In contrast, in a KAN rather than weights (acting as linear functions) we let the network learn other kinds of functions. These are nonlinear so it's possible that as we increase the input, the output keeps rising in an accelerating fashion, or turns around and starts decreasing. We can learn much more complex relationships between input and output, but lose some of the computational efficiency of the MLP approach (huge matrix operations are what GPUs are built for, while you need a CPU to do arbitrary math).

So with the KAN we end up with few but more complex "neurons", made up of complex functions. And if I understand what they're getting at here, the appeal of this is that you can inspect one of those neurons and get a clear formula that describes what it is doing, because all the complexity is distilled into a formula in the neuron. While with an MLP you have to track what is happening through multiple layers of weights and do more work to figure out how it all works.

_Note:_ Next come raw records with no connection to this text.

PR #5791, opened 2023-07-02
Update FileArchive repr for Param 2.0

maximlt:
Seen with @jlstevens when reviewing https://github.com/holoviz/param/pull/767, there was a remaining call to `Parameterized.pprint` that is going to be removed in Param 2.0. It's replaced by `Parameterized.param.pprint` that has been available since Param 1.12.0, 1.12.0 being the minimum version required by HoloViews currently so there's no need for any compatibility code.


Hoxbro:
LGTM

Issue #3486, opened 2019-02-11
Allow passing x, y velocities to VectorField (alternative to angle, magnitude)


poplarShift:
As discussed in https://github.com/pyviz/geoviews/issues/295, it would be nice to be able to pass x/y velocities to VectorField instead of angle and magnitude. On rectilinear grids it doesn't matter much, but in geographic contexts `angle` quickly becomes confusing.

However, in view of ultimate support for Datetime axes and stickplots and the like (see here: https://github.com/pyviz/holoviews/issues/2467 and here: http://www.whoi.edu/science/PO/coastal/ANDRILL_2010_Mooring/), keeping the angle/magnitude option makes sense too.

kcpevey:
+1   I'd also like the option of passing in either format.

rsignell-usgs:
The reason other vector plotting routines (like [matplotlib quiver](https://matplotlib.org/3.1.1/api/_as_gen/matplotlib.pyplot.quiver.html)) use U and V instead of speed and direction are:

Again I'm not in the space, but I imagine the functions that come out of a KAN still aren't super intuitive formulas that look like something out of Isaac Newton's notebooks, they're probably full of bizarre constants and unintuitive factors that cancel each other out.

[+] Lerc|1 year ago|reply

I'm not sure if this counts as ELIF but it's a gross simplification

perceptron layer is

output = simple_function( sum(many_inputs*many_weights) + extra_weight_for_bias)

a KAN layer is

output = sum(fancy_functions(many_inputs))

but I could be wrong, it's been a day.

[+] yobbo|1 year ago|reply

The output of an MLP is a black-box function f(x, y).

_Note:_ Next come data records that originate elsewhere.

PR #5800, opened 2023-07-10
Add args for initial ranges to RangeToolLink

### LINKED ISSUE #5437: Set initial selected range for RangeToolLink
#### Is your feature request related to a problem? Please describe.

As described on [stackoverflow](https://stackoverflow.com/questions/73647097/predefine-selection-of-holoviews-rangetoollink), users want to adjust the initial selection range in the RangeToolLink, rather than having it select the entire range from the start. There is a solution using hooks (see the [accepted answer](https://stackoverflow.com/a/73649363/3149975)), however, there should be a simpler way to do it.

#### Describe the solution you'd like
For the axes being linked, allow a start and end value in some way. A complication is that more than one axis is allowed to be linked.

One possible solution that avoids axes' names from having to be args:
`RangeToolLink(source, target, axes=['x', 'y'], start = {'x':1, 'y':2}, end={'x':3, 'y':4})`

droumis:
fixes #5437

Allows users to specify a start and end to the axes ranges in the call to RangeToolLink. Previously, this required a hook (#5437).

**update:** changed args and logic to boundsx/y rather than axes_start/end

```python
import pandas as pd
import holoviews as hv
from holoviews import opts

hv.extension('bokeh')
from bokeh.sampledata.stocks import AAPL

aapl_df = pd.DataFrame(AAPL['close'], columns=['close'], index=pd.to_datetime(AAPL['date']))
aapl_df.index.name = 'Date'

aapl_curve = hv.Curve(aapl_df, 'Date', ('close', 'Price ($)'))

tgt = aapl_curve.relabel('AAPL close price').opts(width=800, labelled=['y'], toolbar='disable')

src = aapl_curve.opts(width=800, height=100, yaxis=None, default_tools=[])

RangeToolLink(src, tgt, axes=['x', 'y'], boundsx= (pd.to_datetime('2006'), pd.to_datetime('2010')), boundsy=(None, 400))

layout = (tgt + src).cols(1)
layout.opts(opts.Layout(shared_axes=False, merge_tools=False))
```

image

### DIFF
--- a/examples/gallery/demos/bokeh/timeseries_range_tool.ipynb
+++ b/examples/gallery/demos/bokeh/timeseries_range_tool.ipynb
@@ -63,7 +63,7 @@
    "metadata": {},
    "outputs": [],
    "source": [
-    "tgt = aapl_curve.relabel('AAPL close price').opts(width=800, labelled=['y'], toolbar='disable')\n",
+    "tgt = aapl_curve.relabel('AAPL close price').opts(width=800, height=300, labelled=['y'], toolbar='disable')\n",
     "src = aapl_curve.opts(width=800, height=100, yaxis=None, default_tools=[])\n",
     "\n",
     "RangeToolLink(src, tgt)\n",
@@ -71,14 +71,63 @@
     "layout = (tgt + src).cols(1)\n",
     "layout.opts(opts.Layout(shared_axes=False, merge_tools=False))"
    ]
+  },
+  {
+   "cell_type": "markdown",
+   "metadata": {},
+   "source": [
+    "## Specify range"
+   ]
+  },
+  {
+   "cell_type": "markdown",
+   "metadata": {},
+   "source": [
+    "Use the `axes_start` and `axes_end` parameters to specify the initial range of the ``RangeTool``:"
+   ]
+  },
+  {
+   "cell_type": "code",
+   "execution_count": null,
+   "metadata": {},
+   "outputs": [],
+   "source": [
+    "tgt = aapl_curve.relabel('AAPL close price').opts(width=800, height=300, labelled=['y'], toolbar='disable')\n",
+    "src = aapl_curve.opts(width=800, height=100, yaxis=None, default_tools=[])\n",
+    "\n",
+    "RangeToolLink(src, tgt, axes_start={'x':pd.to_datetime('2010')}, axes_end={'x': pd.to_datetime('2012')})\n",
+    "\n",
+    "layout = (tgt + src).cols(1)\n",
+    "layout.opts(opts.Layout(shared_axes=False, merge_tools=False))"
+   ]
+  },
+  {
+   "cell_type": "code",
+   "execution_count": null,
+   "metadata": {},
+   "outputs": [],
+   "source": []
   }
  ],
  "metadata": {
+  "kernelspec": {
+   "display_name": "Python 3 (ipykernel)",
+   "language": "python",
+   "name": "python3"
+  },
   "language_info": {
+   "codemirror_mode": {
+    "name": "ipython",
+    "version": 3
+   },
+   "file_extension": ".py",
+   "mimetype": "text/x-python",
    "name": "python",
-   "pygments_lexer": "ipython3"
+   "nbconvert_exporter": "python",
+   "pygments_lexer": "ipython3",
+   "version": "3.11.4"
   }
  },
  "nbformat": 4,
- "nbformat_minor": 2
+ "nbformat_minor": 4
 }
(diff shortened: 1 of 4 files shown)


holoviews/plotting/bokeh/links.py
```diff
@@ -138,10 +138,16 @@ class RangeToolLinkCallback(LinkCallback):
...
+        for axis in ['x', 'y']:
+            if axis in link.axes:
+                axes[f'{axis}_range'] = target_plot.handles[f'{axis}_range']
+                bounds = getattr(link, f'bounds{axis}', None)
+                if bounds is not None:
+                    start, end = bounds
+                    if start is not None:
+                        axes[f'{axis}_range'].start = start
+                    if end is not None:
+                        axes[f'{axis}_range'].end = end
```
ahuang11, line 150: I wonder if we can reduce the indentation like this?
```python
for axis in ['x', 'y']:
    if axis not in link.axes:
        continue

    axes[f'{axis}_range'] = target_plot.handles[f'{axis}_range']
    bounds = getattr(link, f'bounds{axis}', None)
    if bounds is None:
        continue

    start, end = bounds
    if start is not None:
        axes[f'{axis}_range'].start = start
    if end is not None:
        axes[f'{axis}_range'].end = end
```


(Relevant video explanation: https://www.youtube.com/watch?v=CFRhGnuXG-4)

holoviews/plotting/links.py
```diff
@@ -104,6 +104,12 @@ class RangeToolLink(Link):
     axes = param.ListSelector(default=['x'], objects=['x', 'y'], doc="""
         Which axes to link the tool to.""")
 
+    boundsx = param.Tuple(default=None, length=2, doc="""
+        (start, end) bounds for the x axis""")
+
+    boundsy = param.Tuple(default=None, length=2, doc= """
+        (start, end) bounds for the y axis""")
```
ahuang11, line 111:
```suggestion
        (start, end) bounds for the y-axis""")
```

holoviews/plotting/bokeh/links.py
droumis: thanks! this is a really helpful concept and video :)

holoviews/plotting/links.py
```diff
@@ -104,6 +104,12 @@ class RangeToolLink(Link):
     axes = param.ListSelector(default=['x'], objects=['x', 'y'], doc="""
         Which axes to link the tool to.""")
 
+    boundsx = param.Tuple(default=None, length=2, doc="""
+        (start, end) bounds for the x axis""")
```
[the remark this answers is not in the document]
droumis: added, thanks!

droumis:
one quirk - when you press the 'reset' button in the Bokeh toolbar, users would probably expect the plot to go back to the initial state that was displayed with constrained rangetool bounds... However, upon 'reset', the rangetool currently fills the whole data space. 

I don't think this should block this PR.. just to note for a future enhancement

examples/gallery/demos/bokeh/timeseries_range_tool.ipynb
Hoxbro, line 1: I would consider using pure `datetime` objects.

holoviews/plotting/links.py
```diff
@@ -104,6 +104,12 @@ class RangeToolLink(Link):
     axes = param.ListSelector(default=['x'], objects=['x', 'y'], doc="""
         Which axes to link the tool to.""")
 
+    boundsx = param.Tuple(default=None, length=2, doc="""
+        (start, end) bounds for the x-axis""")
+
+    boundsy = param.Tuple(default=None, length=2, doc= """
```
Hoxbro, line 110:
```suggestion
    boundsy = param.Tuple(default=None, length=2, doc="""
```

Very _very_ nit. Only do this if you make other changes...

Hoxbro (approved):
Some small comments. That definitely are not blockers.

examples/gallery/demos/bokeh/timeseries_range_tool.ipynb
droumis: thanks for the feedback. I'm assuming you mean something like this:

`RangeToolLink(src, tgt, axes=['x', 'y'], boundsx= (datetime.datetime.strptime('2006', '%Y'), datetime.datetime.strptime('2010', '%Y')), boundsy=(None, 400))`

For my own understanding, why do you recommend using datetime instead of pd here?

Hoxbro: I would recommend: 
``` 
from datetime import datetime
... # Other stuff
boundsx=(datetime(2006, 1, 1) , datetime(2010, 1, 1))
```

The reason is only that it is more explicit.

Hoxbro:
Thank you for the PR. Great job!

The output of a KAN is a nice formula like exp(0.3sin(x) + 4cos(y)). This is what is meant by interpretable.

[+] Grimblewald|1 year ago|reply

a kan is, in a way, like a network of networks, each edge representing its own little network of sorts. I could be very wrong, I am still digesting the article myself, but that is my superficial take.

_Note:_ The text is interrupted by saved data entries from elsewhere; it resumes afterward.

PR #760, opened 2024-10-19
feature: improve context err

ChrisCho-H:
919bc4b6c2ad37e94c446871de10a96c84b29f29
- use `ImpossibleSatisfaction` when op_count is None instead of `MaxOpCountExceeded`.

51a50ae3e81b02c4e8f4759df62186b53c5459ba
- unify error message for satisfaction-kind error and scriptPubKey-kind error so that these error can contain max(limit) with what it got(actual).


ChrisCho-H:
faf16fd75c3340e561ae694d0db7390601ab0d0f
- changed the err message which might be misleading!

apoelstra (approved):
ACK faf16fd75c3340e561ae694d0db7390601ab0d0f; successfully ran local tests

PR #764, opened 2024-10-28
Make xpub and xpriv identifiers match rust-bitcoin

tcharding:
Recently in `rust-bitcoin` we agreed that 'xpub' and 'xpriv' are well known terms in the Bitcoin vernacular so, being "words" should be written as `Xpub` and `Xpriv` when translated to Rust identifiers.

[+] BenoitP|1 year ago|reply

I wonder if a set of learned function (can|does) reproduce the truth tables from First Order Logic.

I think it'd be easy to check.

----

Anyways that's great news for differentiability. For now 'if' conditions expressed in JAX are tricky (at least for me), and are de facto an optimization barrier. If they're learnable and already into the network, I'd say that's a great thing.

[+] zeknife|1 year ago|reply

It is easy to construct an MLP that implements any basic logic function. But XOR requires at least one hidden layer.

[+] martingoodson|1 year ago|reply

We hosted Ziming Liu at the London Machine Learning Meetup a few weeks ago. He gave a great talk on this fascinating work.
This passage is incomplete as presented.